Grants and Contributions:

Grant or Award spanning more than one fiscal year. (2017-2018 to 2022-2023)

More than just a beautiful sight, the aurora is the visible manifestation of massive electric currents that thread near-Earth space and inject billions of Watts of electrical power into our upper atmosphere. The aurora affects our atmosphere and possibly our climate, and provides a ringside view of fundamental plasma processes that pervade the universe. It can also pose a threat to technology in space and on the ground.

Popular articles and even astronomy textbooks tend to give an oversimplified explanation of the aurora in terms of charged particles from the solar wind “captured” by Earth’s magnetic field and channeled to the magnetic poles. In reality the connection between the solar wind and the aurora is more complex, and much more interesting. For example, auroral electrons are accelerated to energies 1000 times larger than those in the solar wind, a fact that cannot be explained by a magnetic field alone. Furthermore, the most intense auroras draw electrons from a source deep in the magnetosphere, with no direct access to the solar wind. Most importantly, the simple explanation misses the point that the aurora is fundamentally part of an electric circuit, powered by a magneto-hydrodynamic dynamo formed from the interaction of the fast-flowing solar wind with the geomagnetic field.

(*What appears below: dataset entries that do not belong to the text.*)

PR #2886, opened 2026-08-12
fix(audits): scope domain-keyed top pages + experimentation opportunities to site sub-path

rpapani:
## Problem
Sub-path sites (a `baseURL` that carries a path, e.g. `example.com/foo`) inherited **whole-domain** data in two remaining V1 audit paths, because RUM/top-pages are keyed per hostname:

1. **Top pages** — `getMergedAuditInputUrls` returned the domain's entire top-pages set, so audits built on it (structured-data, hreflang, toc, canonical, llm-blocked) scraped/audited pages outside the site's sub-path.
2. **Experimentation opportunities** — `experimentation-opportunities` returned whole-domain RUM opportunities, attributing other sub-paths' pages to the site.

Follow-up hardening for the sub-path work in #2873 / #2880 / #2881 / #2882.

## Fix
Scope to the site base path, reusing the existing directory-boundary-safe `isWithinAuditScope` / `filterByAuditScope` helper (host-normalized, `${basePath}.html` landing-aware). **No-op for root-domain sites.**

- **`src/utils/audit-input-urls.js`** — new opt-in `scopeTopPagesToBasePath` option (default **off**) that filters the domain-keyed top pages to the base path. Operator-**included** and **agentic** URLs are always left explicit/unfiltered. Enabled for the audits that source URLs solely from this helper: **structured-data, hreflang, toc, canonical, llm-blocked**. Left **off** for **broken-backlinks**, which does its own sub-path filtering and emits a precise "all top pages filtered out by audit scope" error — so its behavior is unchanged.
- **`src/experimentation-opportunities/handler.js`** — filter the whole-domain RUM opportunities by base path. `domain` here already resolves to a bare hostname via `wwwUrlResolver`, so no additional hostname strip is needed.

### structured-data
No structured-data-specific change: it sources every URL (and its GSC per-URL inspection list) from `getMergedAuditInputUrls`, so opting the helper in scopes it automatically. Verified by tracing `getIssuesFromGSC`, which iterates the already-scoped page list.

### Verified non-issues (traced, no change)
- `llmo-customer-analysis` `checkOptelData` — `getRUMUrl` already returns a bare hostname; it's a boolean pageviews existence gate (no per-URL leak).
- `experimentation-ess` and `metatags` / `product-metatags` `calculateProjectedTraffic` — `domain` comes from `wwwUrlResolver` (bare hostname), so the domainkey lookup does not 404 for sub-path sites.

## Tests
- New sub-path scoping test in `test/utils/audit-input-urls.test.js` (out-of-scope top pages dropped; included/agentic preserved).
- New `sub-path scoping` cases in `test/audits/experimentation-opportunities.test.js` (filtering + no-baseURL pass-through).
- Full suite green (9581 passing) with 100% coverage; all consumer suites (backlinks, structured-data, canonical, hreflang, toc, llm-blocked) pass unchanged.

## Change Management

```yaml
cm-assessment: v1
changeType: standard
impact: unnoticeable
risk: minor
```

### DIFF
--- a/src/canonical/handler.js
+++ b/src/canonical/handler.js
@@ -89,6 +89,7 @@ export async function submitForScraping(context) {
     dataAccess,
     auditType,
     getAgenticUrls: () => Promise.resolve([]),
+    scopeTopPagesToBasePath: true,
     log,
   });
 
--- a/src/experimentation-opportunities/handler.js
+++ b/src/experimentation-opportunities/handler.js
@@ -17,6 +17,7 @@ import { isNonEmptyArray } from '@adobe/spacecat-shared-utils';
 import { AuditBuilder } from '../common/audit-builder.js';
 import { wwwUrlResolver } from '../common/index.js';
 import { getCountryCodeFromLang, parseCustomUrls } from '../utils/url-utils.js';
+import { filterByAuditScope } from '../internal-links/subpath-filter.js';
 import {
   getObjectFromKey,
 } from '../utils/s3-utils.js';
@@ -159,16 +160,22 @@ export async function processCustomUrls(customUrls, rumAPIClient, options, conte
  * @returns
  */
 export async function experimentOpportunitiesAuditRunner(auditUrl, context) {
-  const { log } = context;
+  const { log, site } = context;
 
   const rumAPIClient = RUMAPIClient.createFrom(context);
   const options = {
+    // auditUrl resolves via wwwUrlResolver (already a bare hostname), so no strip needed here.
     domain: auditUrl,
     interval: DAYS,
     granularity: 'hourly',
   };
   const queryResults = await rumAPIClient.queryMulti(OPPTY_QUERIES, options);
-  const experimentationOpportunities = Object.values(queryResults).flatMap((oppty) => oppty);
+  const rawOpportunities = Object.values(queryResults).flatMap((oppty) => oppty);
+  // Scope whole-domain RUM opportunities to the site sub-path (no-op for root-domain sites).
+  const baseURL = site?.getBaseURL?.();
+  const experimentationOpportunities = baseURL
+    ? filterByAuditScope(rawOpportunities, baseURL, { urlProperty: 'page' }, log)
+    : rawOpportunities;
   processRageClickOpportunities(experimentationOpportunities);
   log.debug(`Found ${experimentationOpportunities.length} experimentation opportunites for ${auditUrl}`);
 
--- a/src/headings/handler.js
+++ b/src/headings/handler.js
@@ -388,6 +388,7 @@ export async function headingsAuditRunner(baseURL, context, site) {
       auditType,
       getAgenticUrls: () => getTopAgenticUrlsFromAthena(site, context),
       topOrganicLimit: 200,
+      scopeTopPagesToBasePath: true,
       log,
     });
     const topPages = mergedInput.urls.map((url) => ({ url }));
--- a/src/hreflang/handler.js
+++ b/src/hreflang/handler.js
@@ -176,6 +176,7 @@ export async function hreflangAuditRunner(baseURL, context, site) {
       auditType,
       getAgenticUrls: () => Promise.resolve([]),
       topOrganicLimit: 200,
+      scopeTopPagesToBasePath: true,
       log,
     });
     const topPages = mergedInput.urls.map((url) => ({ url }));
--- a/src/internal-links/subpath-filter.js
+++ b/src/internal-links/subpath-filter.js
@@ -97,8 +97,9 @@ export function filterByAuditScope(items, baseURL, options = {}, log = console) 
   try {
     const baseURLWithSchema = prependSchema(baseURL);
     const parsedBaseURL = new URL(baseURLWithSchema);
-    const basePath = parsedBaseURL.pathname;
-    const hasBasePath = basePath && basePath !== '/';
+    // Trim trailing slash(es) to stay consistent with isWithinAuditScope.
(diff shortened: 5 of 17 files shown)


rpapani:
## Incorporated independent-review feedback

- **Ordering bug (correctness):** `getMergedAuditInputUrls` scoped top pages *after* the domain-wide `topOrganicLimit` slice, so a low-traffic sub-path (e.g. `oklahoma.gov/omes` within a much larger state site) could be truncated away before scoping ran — defeating the fix for `hreflang`/`toc` (which pass `topOrganicLimit: 200`). Now scopes **before** the slice, so the "top N" is computed within the sub-path. No-op for root-domain sites (identical output). New test `scopes to the sub-path before applying topOrganicLimit`.
- **Completeness:** opted in the six remaining `getMergedAuditInputUrls` consumers that still sourced whole-domain top pages — `metatags`, `product-metatags`, `headings`, `readability`, `summarization`, `semantic-value-visibility`. No-op for root sites; scopes for sub-path sites.

## Deferred (documented, not silently forgotten)

- **Misleading "No top pages found" error** in `structured-data`/`llm-blocked` when scoping empties the set for a legitimate sub-path site (pre-existing behavior, unchanged by this PR, but more reachable now). Fix is to adopt the `broken-backlinks` pattern that distinguishes "no data in DB" vs "all filtered out by scope". Tracking as a follow-up rather than expanding this PR's blast radius further.

592 tests pass across all affected + newly-opted-in suites; lint clean.

FentPams (approved):
Reviewed + independent second pass (repo cloned, call chain traced). Clean, low-risk — reuses the proven `filterByAuditScope`/`isWithinAuditScope` rather than new logic. Approving, with two non-blocking notes.

**Verified:**
- **Reorder is safe.** `defaultTopPagesToUrls` is a strict 1:1 `.map`, and a repo-wide grep confirms **no caller overrides `topPagesToUrls`** — so moving the `topOrganicLimit` slice to after the map (`map → [scope] → slice`) is byte-identical for every existing caller when `scopeTopPagesToBasePath` is off. No regression. Scope-before-limit is intentional (top-N within the sub-path), as the comment says.
- **Handler set is complete + correct.** Of 14 `getMergedAuditInputUrls` callers: 11 opted in (this diff), and 3 correctly left off because they do their own sub-path filtering — `backlinks` (broken-backlinks, the JSDoc example) + `internal-links` scrape-submission & opportunity-suggestions. None missed, none wrongly included.
- **Experimentation handler is safe.** `context.site` is reliably populated on the step-audit path (`StepAudit.run` builds `stepContext` with `site`); `urlProperty: 'page'` matches how RUM opportunity objects carry their URL elsewhere in the file; and `baseURL ?` + the helper's own root-domain no-op is double-safe (no behavior change for root-domain sites, exercised by the existing suite).
- **Helper correctness:** root-domain no-op, fail-open catch (a parse error returns all items, never wipes the set), trailing-slash guard against `/fr/`↔`/french`, host+port protocol-agnostic. No async/N+1/mutation concerns.

**Non-blocking notes:**
1. **[LOW, pre-existing — quick pre-merge check] Trailing-slash blast radius.** `isWithinAuditScope` builds `basePathWithSlash = ${basePath}/` straight off `parsedBaseURL.pathname` with no trailing-slash trim. If `Site.getBaseURL()` ever returns a sub-path *with* a trailing slash (`…/foo/`), that becomes `/foo//` and legit in-scope URLs (`/foo/bar`) get dropped. Not introduced by this PR, but it adds 11 new call sites so the blast radius grows — worth confirming `getBaseURL()` is normalized (no trailing slash) fleet-wide, or trimming inside the helper.
2. **[LOW] Test gap.** No explicit test that `scopeTopPagesToBasePath: false` (default) leaves an out-of-scope URL untouched on a *sub-path* site — a guard that would catch someone flipping the default to `true` later. One-liner follow-up.

Approving.

rpapani:
Thanks @FentPams — both notes addressed in 7bd417fc:

1. **Trailing-slash blast radius:** hardened `isWithinAuditScope` to trim trailing slash(es) from `basePath` (`pathname.replace(/\/+$/, '')`), so a `getBaseURL()` returning `.../foo/` no longer becomes `/foo//` and drops in-scope URLs. Added a test covering `bulk.com/uk/` (behaves like `bulk.com/uk`) and `bulk.com/` (root scope). This also independently resolves the same note raised on the earlier review pass.

2. **Test gap:** added a test asserting the default (`scopeTopPagesToBasePath` off) leaves an out-of-scope top page untouched on a sub-path site.

140 tests pass across subpath-filter + audit-input-urls + backlinks + internal-links; lint clean.

rpapani:
Second independent regression review — no regressions found (reorder, trailing-slash fix, and 11 opt-ins verified no-op for root-domain sites). Addressed both notes in ebe27023:

- **Empty-after-scope observability (Important):** `getMergedAuditInputUrls` now logs a distinct message when scoping empties a *previously non-empty* top-pages set (i.e. top pages exist but none under the sub-path — a newly-onboarded site or a lagging top-pages import), so it is distinguishable from a genuine "no data" import failure before a downstream empty-set throw. Added a test. Kept the existing throw behavior (fail-loud is correct — better than auditing the whole domain).
- **basePath drift (Minor):** aligned `filterByAuditScope` to trim trailing slash(es) exactly like `isWithinAuditScope`, so the two no longer express "has sub-path?" differently (and the debug log prints the normalized path).

Full suite green: 9584 passing (2 unrelated `cdn-detector` DNS-timeout flakes that pass standalone), 100% coverage on the touched files, lint clean, CI green.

This proposal is aimed at resolving key questions pertaining to formation of the aurora, and more generally to sources structure and variability of Earth's ionosphere by taking advantage of a rich and timely opportunity made possible by Canadian leadership in an unprecedented array of space and ground-based instrumentation. Foremost for this project are the Electric Field Instruments (EFIs) on the European Space Agency’s Swarm satellites, launched in November 2013. These instruments were developed at the University of Calgary in collaboration with Canadian industrial partner COM DEV International (now Honeywell) and the Swedish Institute for Space Physics. Electric field estimates are derived from low-energy plasma measurements that include ion flow velocity, plasma density, and temperature. Combining these with state-of-the-art magnetic field measurements, Swarm is currently carrying out a precision, long-term, multi-point, pole-to-pole survey of the electrodynamic behavior and plasma properties of the ionosphere. Although Swarm itself has no direct measurements of auroral light nor the energized electrons that cause it, we are able to obtain this information separately through an array of white-light all-sky cameras deployed across the Canadian Arctic as part of the NASA/CSA THEMIS ground-based observatory chain, and soon through the new TREx (Transition Region Explorer) multi-wavelength array, both made possible through a collaboration with the auroral imaging group at the University of Calgary.